Reversing diet-induced metabolic dysregulation by diet switching leads to altered hepatic de novo lipogenesis and glycerolipid synthesis

Abstract

In humans, low-energy diets rapidly reduce hepatic fat and improve/normalise glycemic control. Due to difficulties in obtaining human liver, little is known about changes to the lipid species and pathway fluxes that occur under these conditions. Using a combination of stable isotope, and targeted metabolomic approaches we investigated the acute (7-9 days) hepatic effects of switching high-fat high-sucrose diet (HFD) fed obese mice back to a chow diet. Upon the switch, energy intake was reduced, resulting in reductions of fat mass and hepatic triacyl- and diacylglycerol. However, these parameters were still elevated compared to chow fed mice, thus representing an intermediate phenotype. Nonetheless, glucose intolerance and hyperinsulinemia were completely normalized. The diet reversal resulted in marked reductions in hepatic de novo lipogenesis when compared to the chow and HFD groups. Compared with HFD, glycerolipid synthesis was reduced in the reversal animals, however it remained elevated above that of chow controls, indicating that despite experiencing a net loss in lipid stores, the liver was still actively esterifying available fatty acids at rates higher than that in chow control mice. This effect likely promotes the re-esterification of excess free fatty acids released from the breakdown of adipose depots during the weight loss period.
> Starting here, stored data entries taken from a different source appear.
PR #2860, opened 2026-03-30
[01140] Dialog Width Support In Ivy

nielsbosma:
## Summary

- **Fix:** Dialog's custom width was being silently capped by the `max-w-xl` CSS class (36rem) on `DialogContent`. When an inline width style is present, `maxWidth` is now also set inline to override the CSS constraint, allowing dialogs to render at any custom width.

## Commit
- `34a85b2` — Fix Dialog custom width being capped by max-w-xl CSS class


artem-ivy-ai:
### Deleted

PR #2869, opened 2026-03-31
[TextInput]: textarea height prop resizes container only, not content area

ArtemLazarchuk:
## Problem
When a `TextareaInput` had an explicit `.Height(...)` set, dragging the native resize handle would only move the border of the wrapper `<div>` — the actual textarea content area stayed the same size. This happened because the height style was applied to the wrapper `<div>` while the `<textarea>` used `h-full` to fill it. The browser's resize handle sets an inline style on the `<textarea>` element itself, not on the parent, so the two were out of sync.

## Fix
Move the height style from the wrapper `<div>` directly onto the `<Textarea>` element. The wrapper now only carries the width, and its height grows naturally to wrap the textarea. `h-full` is preserved on the textarea only when no explicit height prop is provided.

https://github.com/user-attachments/assets/42dffb6b-73a2-432a-aa44-0f9a8fd38793


artem-ivy-ai:
### Deleted

PR #2872, opened 2026-03-31
Fix: CodeBlock Layout & API Consistency

rorychatt:
This PR fixes a layout bug where CodeBlock widgets were incorrectly truncating text instead of expanding. It also ensures API consistency by adding width/height support to all specialized text widgets on the frontend and adding ergonomic .Grow() and .Height() extensions to TextBuilder on the backend.


src/frontend/src/widgets/primitives/CodeBlockWidget.tsx
```diff
@@ -113,7 +113,7 @@ const CodeWidget: React.FC<CodeWidgetProps> = memo(
     /** Pre (container): padding, dimensions, typography. Padding here applies to all lines. */
     const preStyle = useMemo<CSSProperties>(() => {
       const style: CSSProperties = {
-        ...getWidth(width),
```
rorychatt, line 116: this is bad

artem-ivy-ai:
### Deploy timed out

### Logs

```
```

PR #2889, opened 2026-03-31
Fix/restore routing dots

rorychatt:


artem-ivy-ai:
### Deploy timed out

### Logs

```
```

PR #2898, opened 2026-04-01
[01356] Fix code block rendering without language specifier

nielsbosma:
## Changes

Fixed fenced code blocks without a language specifier rendering as inline code instead of block-level code elements. The root cause was that `MarkdownRenderer.tsx` used `!className` to detect inline code, but react-markdown doesn't set a className on code elements without a language — causing fenced blocks to be misidentified as inline. Fixed by checking the AST parent node (`node.parent.tagName === 'pre'`). Also removed the `match` guard in `CodeBlock.tsx` so no-language blocks reach the SyntaxHighlighter with a fallback language of `"text"`.

## API Changes

None.

## Files Modified

- **src/frontend/src/components/MarkdownRenderer.tsx** — Fixed inline detection logic to use AST parent node check instead of className
- **src/frontend/src/components/markdown/CodeBlock.tsx** — Removed `match &&` guard and added `"text"` language fallback

## Commits

- 14edf972 [01356] Fix code block rendering without language specifier

### Screenshots

edge-all-apps-final

### DIFF
--- a/src/frontend/src/components/MarkdownRenderer.tsx
+++ b/src/frontend/src/components/MarkdownRenderer.tsx
@@ -358,7 +358,9 @@ const MarkdownRenderer: React.FC<MarkdownRendererProps> = ({
     () => ({
       code: memo((props: React.ComponentProps<"code">) => {
         const { children, className } = props;
-        const inline = !className;
+        const node = (props as any).node;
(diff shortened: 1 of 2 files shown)


artem-ivy-ai:
### Deploy timed out

### Logs

```
```

PR #3975, opened 2025-10-22
chore: release v1.26.0

PascalRepond:


PascalRepond:
## Release candidate tests

- [x] Public item/holdings: Can we find a way for the request button to be **disabled** when `!canRequest.can` any string in the `canRequest.reasons` array contains the substring 'reach')? We would like to give the info to the patron only when a limit is reached, otherwise the button should be hidden. Could be as an enhancement directly in the holdings/items refactoring. (fix https://github.com/rero/rero-ils-ui/pull/1382)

Figure 1. Effects of diet on energy intake and body mass.

Energy intake (A), body mass (B), epididymal (C) and subcutaneous fat pad mass (D), plasma leptin levels (E) and quadriceps muscle mass (F). Data are mean ± SEM. N = 20 per group. *HFD vs. CHOW, P < 0.05; ^†HFD → CHOW vs. CHOW, P < 0.05; ^‡HFD → CHOW significantly different to day 56, P < 0.05; ^§HFD vs. HFD → CHOW, P < 0.05.

Figure 2. Effects of diet on glucose tolerance.

Blood glucose (A), plasma insulin (B) and FFAs (C) during the OGTT performed 14 days prior to diet switch. Blood glucose (D), plasma insulin (E) and FFAs (F) during the stable isotope labelled OGTT performed 7 days after diet switch. Data are mean ± SEM. N = 20 per group. *HFD vs. CHOW, P < 0.05; **HFD vs. CHOW, P < 0.01; ***HFD vs. CHOW, P < 0.001; ^†HFD → CHOW vs. CHOW, P < 0.05; ^††HFD → CHOW vs. CHOW, P < 0.01; ^†††HFD → CHOW vs. CHOW, P < 0.001; ^‡HFD vs. HFD → CHOW, P < 0.05; ^‡‡HFD vs. HFD → CHOW, P < 0.01.

Figure 3. Effects of diet on endogenous glucose, glucose disposal and sources of EGP.

Endogenous glucose levels (A), the pattern of endogenous glucose production (B), disposal of 2-²H glucose (C,D) and 6,6-²H glucose (E,F) and hepatic futile glucose cycling (G) during the stable isotope labelled OGTT. The fractional contribution of GNG (H), and glycogenolysis (I) to EGP and liver glycogen (J) following a 5 h fast. Data are mean ± SEM. N = 20 per group. *HFD vs. CHOW, P < 0.05; ^†HFD → CHOW vs. CHOW, P < 0.05.

Figure 4. Metabolomic profiling of liver.

Glycolytic (A) and TCA cycle (B) metabolites. Data are mean ± SEM. N = 10 per group *P < 0.05; ^†P < 0.01; ^‡P < 0.001 for specified comparisons.

Figure 5. Effects of diet on hepatic lipid metabolism.

Liver TAG (A), DAG (B) and ceramide (C) levels as well as the newly synthesized glycerolipid (D), total palmitate concentration (E) and de novo synthesized palmitate (F). Data are mean ± SEM. Figure A. N = 20, Figs B-F N = 10/group. *P < 0.05; ^†P < 0.01; ^‡P < 0.001 for specified comparisons. TAG, triacylglycerol; DAG, diacylglycerol; Cer, ceramide.